Hi,
we are seeing timeouts or slow connections from FLY machines in some regions to our self–hosted PostgreSQL instance (e.g. SIN → hetzner_FRA). Traffic goes through fly-wireguard VPN.
The query we issue is quite big: 30 MB data returned and 5-10 secs execution time.
“good” regions complete the query in 7s
”broken” regions take 30s or way more
Do you recommend and special connection options (pg driver / network stack) to mitigate that problem?
Any help is highly appreaciated.
For regions as far as SIN → FRA on another provider, slower / more unstable connection is, to be frank, somewhat expected, since all traffic ultimately goes through the public Internet. To determine if the Internet is at fault here, you may try a mtr from inside your Fly machines in SIN to the public IP (not the Wireguard VPN IP) of the Hetzner FRA instance.
If you are connecting to the Fly 6PN network using Fly’s wireguard gateways, keep in mind that they are more geared towards one-off usage to access your production environment from e.g. dev laptops, instead of high-traffic production purposes. Every connection through the Wireguard interface has an extra hop in the middle that might limit your throughput. We’d recommend a peer-to-peer VPN such as Tailscale for this purpose instead, as it should be able to establish a direct connection between Hetzner and your Fly machines, instead of through an extra gateway.

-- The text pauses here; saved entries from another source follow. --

PR #144, opened 2016-11-25
Implement SSE Client

janisz:
@wendigo @medzin Can you take a look at this and give some early feedback?


sse_client/client.go
```diff
@@ -0,0 +1,74 @@
...
+
+type client struct {
+	request   *http.Request
+	client    *http.Client
+	close     func()
+	onMessage func(Event)
+	onError   func(error)
+}
+
+func NewEventSource(url *url.URL, httpClient *http.Client, onMessage func(Event), onError func(error)) (*client, error) {
```
medzin: You probably want to return `EventSource` not `*client`.

sse_client/event_test.go
```diff
@@ -0,0 +1,132 @@
...
+
+	// when
+	_, err := parseEvent(events)
+
+	// then
+	assert.EqualError(t, err, "Unexpected EOF")
+}
+
+func TestParseEvent(t *testing.T) {
+	testCases := []struct {
```
janisz: JSON does not support multi line strings. How this should be done? This Test cases are really small. What I will achieve with moving them to file?

sse_client/client.go
janisz: Fixed

sse_client/client.go
```diff
@@ -0,0 +1,76 @@
...
+	//Open starts reading form source
+	Open()
+	//Close connection
+	Close()
+}
+
+type client struct {
+	request   *http.Request
+	client    *http.Client
+	close     func()
```
medzin: Use a `context.CancelFunc` here instead of the raw `func()` type.

janisz: Done

sse_client/client.go
```diff
@@ -0,0 +1,76 @@
...
+import (
+	"bufio"
+	"context"
+	"io"
+	"net/http"
+	"net/url"
+)
+
+type EventSource interface {
+	//Open starts reading form source
```
wendigo: I think that Open and Close should return error

sse_client/client.go
```diff
@@ -0,0 +1,76 @@
...
+		onMessage: onMessage,
+		onError:   onError,
+		close:     cancel,
+	}
+}
+
+func (c client) Open() {
+	response, err := c.client.Do(c.request)
+	if err != nil {
+		c.onError(err)
```
wendigo: IMO: should return error here

sse_client/client.go
```diff
@@ -0,0 +1,76 @@
...
+		return
+	}
+
+	go func() {
+		defer response.Body.Close()
```
wendigo: Should close() response.Body in Close() method I guess.

sse_client/client.go
```diff
@@ -0,0 +1,76 @@
...
+}
+
+func (c client) Open() {
+	response, err := c.client.Do(c.request)
+	if err != nil {
+		c.onError(err)
+		return
+	}
+
+	go func() {
```
wendigo: What about cancelation? Maybe add Context to Open() ?

sse_client/client.go
```diff
@@ -0,0 +1,76 @@
...
+		defer response.Body.Close()
+		//TODO: Consider using bufio.Scanner
+		reader := bufio.NewReader(response.Body)
+		for {
+			e, err := parseEvent(reader)
+			if err != nil {
```
wendigo: maybe instead of if use switch statement (if it's possible):

```
switch (err) {
    case nil:
    case io.EOF:
        c.onMessage(e)
    default:
      c.onError(err)
}
```

sse_client/client.go
```diff
@@ -0,0 +1,76 @@
...
+}
+
+func NewEventSource(url *url.URL, httpClient *http.Client, onMessage func(Event), onError func(error)) EventSource {
+	req := &http.Request{
+		Method:     http.MethodGet,
+		URL:        url,
+		Proto:      "HTTP/1.1",
+		ProtoMajor: 1,
+		ProtoMinor: 1,
+		Header:     make(http.Header),
```
wendigo: http.Header{}

sse_client/event.go
```diff
@@ -0,0 +1,119 @@
...
+}
+
+// parseLine is implementation of event stream interpretation w3c standard. Is designed to be run multiple time.
+// `line` argument should be line readed from buffer without new line character.
+// Returns true when event is ready for dispatch
+// See: https://www.w3.org/TR/eventsource/#event-stream-interpretation
+// Reference implementation: https://github.com/WebKit/webkit/blob/9f191f/Source/WebCore/page/EventSource.cpp#L272-L363
+func (e *Event) parseLine(line []byte) bool {
+
+	line = bytes.TrimSuffix(line, []byte{'\n'})
```
wendigo: line = bytes.TrimRight(line, "\n\r") ?

sse_client/event.go
```diff
@@ -0,0 +1,119 @@
...
+	//println(string(line))
+
+	//If the line is empty (a blank line)
+	if len(line) == 0 {
+		//Dispatch the event, as defined below.
+		return !e.isEmpty()
+	}
+
+	//If the line starts with a U+003A COLON character (:)
+	if bytes.HasPrefix(line, []byte{':'}) {
```
wendigo: instead of allocating it every time introduce it as var. same applies to every other occurance

sse_client/event.go
```diff
@@ -0,0 +1,119 @@
+package sse_client
```
wendigo: Maybe use https://github.com/donovanhide/eventsource instead?

sse_client/client.go
janisz: I was thinking about this. It was implemented this way at the beginning, but then you could require user to handle one error twice.

sse_client/client.go
janisz: When you call `Close()` request will be cancelled and loop in this function will be break on `EOF` so it close will be called.

sse_client/event.go
janisz: I've must miss it when I search for SSE implementation. Unfortunately I think we need to stick with custom implementation. We need to detect if we are connected to master. And the only way to do it is to check response headers.

wendigo: You can still use Decoder (https://github.com/donovanhide/eventsource/blob/master/decoder.go) instead of implementing it yourself.

wendigo: Why do we need to detect if we are connected to master?

janisz: Becouse we have multiple instances of marathon-consul but we want only one of them to register services. When leader abdicate it connection will be closed and we will once again connect and check if we are connected to master.

Any idea how to do it better?

sse_client/event.go
janisz: Are you sure this leads to allocation?

PR #147, opened 2016-12-01
Fixes #56 | Humman-readable interval in config

### LINKED ISSUE #56: Human-readable time durations in config files
It would be nice if we had human-readable time durations in config files instead of the nanosecond integers, for example:

``` json
"Sync": {
  "Interval": 900000000000
}
```

would become

``` json
"Sync": {
  "Interval": "15m"
}
```

janisz:
Currently we allow user to specify intervals/timeouts in
human readable format only in command line flags. This commit
introduce allowign user to specify duration as inteager nanoseconds or
as formated string. String should have format supported by
time.ParseDuration.

### DIFF
--- a/time/time.go
+++ b/time/time.go
@@ -1,0 +1,51 @@
+package time
+
+import (
+	"encoding/json"
+	"strconv"
+	"strings"
+	"time"
+)
+
+type Timestamp struct {
+	time.Time
+}
+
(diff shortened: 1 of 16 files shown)


time/time.go
```diff
@@ -0,0 +1,51 @@
+package time
```
medzin: Maybe `javatime` would fit better?

PR #153, opened 2016-12-22
make receiving events nonblocking even when queue is full

adamdubiel:
Also added two metrics:

* discarded (dropped) events when queue is full
* event queue utilization on 0-100 scale

### DIFF
--- a/web/event_handler.go
+++ b/web/event_handler.go
@@ -55,7 +55,11 @@ func (fh *eventHandler) start() chan<- stopEvent {
 			select {
 			case e = <-fh.eventQueue:
 				metrics.Mark(fmt.Sprintf("events.handler.%d", fh.id))
-				metrics.UpdateGauge("events.queue.len", int64(len(fh.eventQueue)))
+
+				ql := int64(len(fh.eventQueue))
+				metrics.UpdateGauge("events.queue.len", ql)
+				metrics.UpdateGauge("events.queue.util", 100*(ql/int64(cap(fh.eventQueue))))
+
 				metrics.UpdateGauge("events.queue.delay_ns", time.Since(e.timestamp).Nanoseconds())
 				metrics.Time("events.processing."+e.eventType, process)
 			case <-quitChan:
--- a/web/event_handler_test.go
+++ b/web/event_handler_test.go
@@ -20,7 +20,7 @@ func TestWebHandler_DropUnknownEventType(t *testing.T) {
 	t.Parallel()
 
 	// given
-	queue := make(chan event)
+	queue := make(chan event, 10)
 	handler := newWebHandler(queue, maxEventSize)
 	stopChan := newEventHandler(0, nil, nil, queue).start()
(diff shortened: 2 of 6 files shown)


web/event_handler.go
```diff
@@ -20,20 +20,22 @@ type event struct {
...
 type eventHandler struct {
-	id              int
-	serviceRegistry service.ServiceRegistry
-	marathon        marathon.Marathoner
-	eventQueue      <-chan event
+	id                 int
+	serviceRegistry    service.ServiceRegistry
+	marathon           marathon.Marathoner
+	eventQueue         <-chan event
+	eventQueueCapacity int
```
janisz: Do we really need this value? Can't just use [cap](https://golang.org/pkg/builtin/#cap)

adamdubiel: oh great, this is what i was looking for and did not find, will change

adamdubiel:
Are build always this flaky?

janisz:
Tests get flaky when they are run in parallel (multiple packages at once) but in Travis we have run them sequentially. 
Unfortunately your code doesn't pass linter https://travis-ci.org/allegro/marathon-consul/builds/186278642#L217

adamdubiel:
Oh, okay, linter this time. But if you see build history, each time different tests were failing (build continues after 1st fail).

adamdubiel:
Found two places that made tests at my localhost (Mac) fail:

* bumped Consul version to 0.7.2, which fixed issue with Consul segfaults at random moments
* fixed race condition detected by `-race` in Marathon stub

I also added 2 new targets to Makefile:

* `format` that runs `go fmt` on `marathon-consul` sources
* `check` that runs `gometalinter` in same config as on travis

web/event_handler.go
```diff
@@ -55,7 +55,11 @@ func (fh *eventHandler) start() chan<- stopEvent {
 			select {
 			case e = <-fh.eventQueue:
 				metrics.Mark(fmt.Sprintf("events.handler.%d", fh.id))
-				metrics.UpdateGauge("events.queue.len", int64(len(fh.eventQueue)))
+
+				ql := int64(len(fh.eventQueue))
```
janisz: Use meaningful name for variable `queueLength`

web/event_handler_test.go
```diff
@@ -20,7 +20,7 @@ func TestWebHandler_DropUnknownEventType(t *testing.T) {
 	t.Parallel()
 
 	// given
-	queue := make(chan event)
+	queue := make(chan event, 10)
```
janisz: Why you use buffered channel?

web/event_handler.go
adamdubiel: Yeah, looks like the whole go world likes to use those silly one or two letter names, just tried to follow ;) Will change

web/event_handler_test.go
adamdubiel: might not make sense anymore, but it helped to pass any tests at the beginning. will change

adamdubiel:
i'm going to close this pr and try to work on tests. they fail randomly both on localhost and travis when using nonblocking channel.

PR #154, opened 2016-12-26
Nonblocking events

adamdubiel:
In addition to adding nonblocking handling of events i added:

* `make format` and `make check` that runs same metalinter command as travis.ci
* bumped Consul version to 0.7.2 to fix random segfaults on Mac
* fixed race condition detected by `go test -race` in `MarathonerStub`
* fixed race condition in `even_hander_test` that caused tests to fail randomly (2nd commit)

Bit more about test fixes. I moved `web_handler` test suite to `web_handler_test` and it tests only `web_handler`, the event queue is stubbed. `event_handler` tests on the other hand no longer start `web_handler`, instead events that should be processed are sent directly to the event queue. This fixes a non-trivial race condition in tests, where success of test depended on wether request will be processed by `web_handler` and sent to the queue before test reaches synchronisation point at blocking send to `event_handler` `stopChan`.

### DIFF
--- a/Makefile
+++ b/Makefile
@@ -1,8 +1,11 @@
+SHELL := /bin/bash
+
 PACKAGES=$(shell go list ./... | grep -v /vendor/)
 TESTARGS?=-race
 CURRENT_DIR = $(shell pwd)
 SOURCEDIR = $(CURRENT_DIR)
 SOURCES := $(shell find $(SOURCEDIR) -name '*.go')
+APP_SOURCES := $(shell find $(SOURCEDIR) -name '*.go' -not -path '$(SOURCEDIR)/vendor/*')
 VERSION=$(shell cat .goxc.json | python -c "import json,sys;obj=json.load(sys.stdin);print obj['PackageVersion'];")
 TEMPDIR := $(shell mktemp -d)
 LD_FLAGS=-ldflags '-w' -ldflags "-X main.VERSION=$(VERSION)"
@@ -26,6 +29,16 @@ docker: build-linux
 test: deps $(SOURCES)
 	PATH=$(CURRENT_DIR)/bin:$(PATH) go test $(PACKAGES) $(TESTARGS)
 	go vet $(PACKAGES)
+
+gometalint-exists:
+	@which gometalinter > /dev/null || \
+	(echo >&2 "gometalinter must be installed on the system. See https://github.com/alecthomas/gometalinter")
+
+check: gometalint-exists $(SOURCES)
+	gometalinter . --deadline  720s --vendor -D dupl -D gotype -D errcheck -D gas -D golint -E gofmt
+
+format:
+	goimports -w -l $(APP_SOURCES)
 
 FPM-exists:
 	@fpm -v || \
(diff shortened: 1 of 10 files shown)


marathon/marathon_stub.go
```diff
@@ -4,46 +4,56 @@ import (
...
-	AppStub      map[apps.AppID]*apps.App
-	TasksStub    map[apps.AppID][]*apps.Task
-	leader       string
-	interactions bool
+	AppsStub       []*apps.App
+	AppStub        map[apps.AppID]*apps.App
+	TasksStub      map[apps.AppID][]*apps.Task
+	leader         string
+	interactionsMu sync.RWMutex
+	interactions   bool
```
janisz: How about changing interactions to int and count them. Then we can use [atomic](https://golang.org/pkg/sync/atomic/) functions on it and we do not need mutex.

web/event_handler_test.go
```diff
@@ -1,144 +1,41 @@
...
-	// when
-	recorder := httptest.NewRecorder()
-	handler.Handle(recorder, req)
-	stopChan <- stopEvent{}
+	awaitChan := newEventHandler(0, stubs.serviceRegistry, stubs.marathon, queue).start()
 
-	// then
-	assertDropped(t, recorder)
+	// stopChan returned by newEventHandler can be used as a synchronization
+	// point to wait until previous event has been processed
```
janisz: This comment should be converted to function comment

web/web_handler.go
```diff
@@ -9,6 +9,7 @@ import (
 	"github.com/allegro/marathon-consul/events"
 	"github.com/allegro/marathon-consul/metrics"
 
+	"errors"
```
janisz: goimports

marathon/marathon_stub.go
wendigo: When using atomic struct containing such field must be properly aligned: https://github.com/golang/go/issues/13868

janisz: I don't think it's our case. We don't target to ARM or x86 and we only need `uint32`

Makefile
```diff
@@ -27,6 +29,13 @@ test: deps $(SOURCES)
 	PATH=$(CURRENT_DIR)/bin:$(PATH) go test $(PACKAGES) $(TESTARGS)
 	go vet $(PACKAGES)
 
+gometalint-exists:
+	@which gometalinter > /dev/null || \
```
adamdubiel: good idea, but i would rather not have makefile installing dependencies when running build like this. instead we can create new target like `install-tools` which would do this job, and error message in `-exists` tasks would point to running `make install-tools`. So i will leave this as it is for now and we can introduce this additional target along with changing travis.yaml to use Make

marathon/marathon_stub.go
adamdubiel: I would rather leave it with mutex for simplicity/readability sake - no need for "smart" code here, this is just test stub (not hot part of code) and from what i see bool is enough. We can add counter when/If we need it.

Makefile
janisz: Agree. You can add it to [`deps`](https://github.com/allegro/marathon-consul/blob/3607a6be4c1bba0843d42dcf62886e4a46f13183/Makefile#L14) target

adamdubiel:
@janisz i added requested changes: split change into commits and `goimports` everywhere

PR #155, opened 2016-12-29
Move all build logic and dependencies installs to Makefile

adamdubiel:
travis.ci configuration uses make commands to be able to replicate CI builds
on local machine

### DIFF
--- a/.travis.yml
+++ b/.travis.yml
@@ -3,26 +3,7 @@ language: go
 go:
   - 1.7
 before_install:
-  - go get golang.org/x/tools/cmd/cover
-  - go get github.com/axw/gocov/gocov
-  - go get github.com/modocache/gover
   - go get github.com/mattn/goveralls
-  - if ! go get github.com/golang/tools/cmd/cover; then go get golang.org/x/tools/cmd/cover; fi
-  - go get github.com/alecthomas/gometalinter
 script:
-  - make deps
-  - gometalinter --install
-  - gometalinter ./... --deadline 720s --vendor -D dupl -D gotype -D errcheck -D gas -D golint -E gofmt
-  - go test -coverprofile=apps.coverprofile ./apps
-  - go test -coverprofile=config.coverprofile ./config
-  - go test -coverprofile=consul.coverprofile ./consul
-  - go test -coverprofile=events.coverprofile ./events
-  - go test -coverprofile=marathon.coverprofile ./marathon
-  - go test -coverprofile=metrics.coverprofile ./metrics
-  - go test -coverprofile=service.coverprofile ./service
-  - go test -coverprofile=sync.coverprofile ./sync
-  - go test -coverprofile=utils.coverprofile ./utils
-  - go test -coverprofile=web.coverprofile ./web
-  - go test -coverprofile=main.coverprofile
-  - $HOME/gopath/bin/gover
-  - $HOME/gopath/bin/goveralls -coverprofile=gover.coverprofile -service travis-ci
+  - make check
+  - goveralls -coverprofile=coverage/gover.coverprofile -service travis-ci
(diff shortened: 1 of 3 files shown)


.travis.yml
```diff
@@ -3,26 +3,7 @@ language: go
 go:
   - 1.7
 before_install:
-  - go get golang.org/x/tools/cmd/cover
-  - go get github.com/axw/gocov/gocov
```
adamdubiel: i removed those "magic" installs as they don't seem to be used anymore

Makefile
```diff
@@ -1,40 +1,62 @@
...
+
+TESTARGS ?= -race
+
+CURRENTDIR = $(shell pwd)
+SOURCEDIR = $(CURRENTDIR)
 SOURCES := $(shell find $(SOURCEDIR) -name '*.go')
 APP_SOURCES := $(shell find $(SOURCEDIR) -name '*.go' -not -path '$(SOURCEDIR)/vendor/*')
-VERSION=$(shell cat .goxc.json | python -c "import json,sys;obj=json.load(sys.stdin);print obj['PackageVersion'];")
+
+PATH := $(CURRENTDIR)/bin:$(PATH)
```
adamdubiel: setting this path once for all tests, thanks to running builds with consul on travis we got +10% to coverage for free ;)

Makefile
```diff
@@ -1,40 +1,62 @@
...
+
+COVERAGE_TARGETS = $(PACKAGES)
 
 all: build
 
 deps:
 	@./install_consul.sh
 
-build: deps test
+build-deps: deps format test check
```
adamdubiel: build runs `goimports` before starting build

janisz:
There is a problem with tarvis build. I restarted it but it failed again.

adamdubiel:
...and now it passed. Either we get back to not running `consul` tests with Consul on CI right now, or we wait to see how reliable this tests are in longer run, what do you think?

Makefile
```diff
@@ -1,40 +1,62 @@
...
+	go test -coverprofile=coverage/$(shell basename $@).coverprofile $(TESTARGS) $@
 
-gometalint-exists:
+check-deps: deps
 	@which gometalinter > /dev/null || \
-	(echo >&2 "gometalinter must be installed on the system. See https://github.com/alecthomas/gometalinter")
+        (go get github.com/alecthomas/gometalinter && gometalinter --install)
 
-check: gometalint-exists $(SOURCES)
+check: check-deps $(SOURCES)
```
janisz: I think we should follow [standard targets](https://www.gnu.org/software/make/manual/make.html#index-check-_0028standard-target_0029) so check should do style checking and testing.

Makefile
```diff
@@ -1,40 +1,62 @@
...
-	PATH=$(CURRENT_DIR)/bin:$(PATH) go test $(PACKAGES) $(TESTARGS)
-	go vet $(PACKAGES)
+	go test $(PACKAGES) $(TESTARGS)
+
+coverage-deps: deps
+	@mkdir -p $(COVERAGEDIR)
+	@which gover > /dev/null || \
+        (go get github.com/modocache/gover)
+
+test-coverage: coverage-deps $(SOURCES) $(COVERAGE_TARGETS)
```
janisz: I'd prefer to keep one test target. I think `test-coverage` looks better then current `test`, the output is cleaner and gives information about coverage.

adamdubiel: okay, that's reasonable, it doesn't seem to be slower

Makefile
adamdubiel: ack

janisz:
I think we should merge it. I think build hang could be not related to changes you made.

adamdubiel:
I know its not related to changes, but we might not be happy with builds failing randomly because of consul.

adamdubiel:
@janisz fixed, now we have 2 targets: `test` (testing with coverage) and `check` (test + metalinter)

PR #160, opened 2017-01-26
Add support for consul SSL auth

mhamann:
Even though the docs indicate that this client supports passing in SSL client and CA certs, there wasn't actually any code using those values.

Now there is. :-)

### DIFF
--- a/consul/agents.go
+++ b/consul/agents.go
@@ -2,7 +2,9 @@ package consul
 
 import (
 	"crypto/tls"
+	"crypto/x509"
 	"errors"
+	"io/ioutil"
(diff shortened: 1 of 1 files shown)


janisz:
Hi @mhamann 

Thanks four PR. It looks great. Unfortunately we have some problems with our travis build:
> [curl: (35) Unknown SSL protocol error in connection to releases.hashicorp.com:443](https://travis-ci.org/allegro/marathon-consul#L188)

I want to fix CI first before merge.

janisz:
@mhamann Closing due to lack of activity.

PR #161, opened 2017-01-26
Remove unused Consul dependency.

janisz:
It turns out we don't need consul binary to run the tests.
Removed consul installation script and dependency in Makefile.


janisz:
It turns out consul is required on path. If it's missing tests will be skipped
```
server.go:167: consul not found on $PATH, skipping
```

PR #162, opened 2017-01-26
Fix consul curl issue on Travis

mhamann:
Testing a possible fix for the curl issue.

### DIFF
--- a/.travis.yml
+++ b/.travis.yml
@@ -1,4 +1,6 @@
 language: go
+dist: trusty
+sudo: false
 
 go:
   - 1.7
--- a/install_consul.sh
+++ b/install_consul.sh
@@ -20,7 +20,7 @@ hash consul 2>/dev/null || {
         os="windows"
         arch="386"
     fi
-    version="0.7.2"
+    version="0.7.3"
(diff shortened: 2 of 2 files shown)


.travis.yml
```diff
@@ -1,4 +1,5 @@
 language: go
+dist: trusty
```
janisz: I think we need 
```yaml
sudo: false
dist: trusty
```

mhamann: The build made it much further, but hit another error.

janisz: It passed for me after adding sudo line  https://travis-ci.org/allegro/marathon-consul/builds/195645241

janisz:
@mhamann Would you like to update this PR?

mhamann:
Will do a bit later today. Thanks!

janisz:
For some reason build hangs. Maybe we should update consul to 7.3

mhamann:
The build hang seems to be intermittent. I did bump Consul to 0.7.3, but does not seem to have alleviated the problem.

Something is flaky...

janisz:
@mhamann Thanks!

PR #173, opened 2017-02-02
FIX *.locahost is resolvable with nss-myhostname

kamilchm:
nss-myhostname, libnss_myhostname.so.2 — Provide hostname resolution for the locally configured system hostname.
> The hostnames "localhost" and "localhost.localdomain" (as well as any hostname ending in ".localhost" or ".localhost.localdomain") are resolved to the IP addresses 127.0.0.1 and ::1.
https://www.freedesktop.org/software/systemd/man/nss-myhostname.html


janisz:
@kamilchm Thanks!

Since your PostgreSQL instance acts as the server (the side that sends more data) of the TCP connections here, there are some tricks you can use to optimize throughput on lossy / long-distance connections, such as selecting a better TCP congestion control algorithm. At Fly, we configure all our servers to use BBR by default.
From an architectural point of view, I wonder how much of your app depends on the database instance in FRA? If it is only a subset of the endpoints, maybe it would be better if you used fly-replay to transparently redirect only those endpoints to a Fly region closer to Hetzner FRA, instead of directly connecting to the database from everywhere. PostgreSQL generally works best when network latency is low. Conversely, if your app hard-depends on the database for most requests, running more instances in more regions without scaling out the database itself may not actually be that helpful, even with highly optimized TCP connections to the faraway PostgreSQL instance.
Regarding traffic FROM the fly.io machines .. can we assume that from one organization the IPv6 prefixes are known and constant? I.e. is there a way to whitelist traffic from any fly machine of our org in the firewall?
Unfortunately, no. If you need fixed IPs, the only solution currently is the per-machine egress IP addresses, but it comes with some limitations due to them being bound to machines (for example, bluegreen deployments won’t work nicely). We’re currently working on egress IPs that are scoped to apps instead of machines, but I don’t have an ETA on when that will be generally available.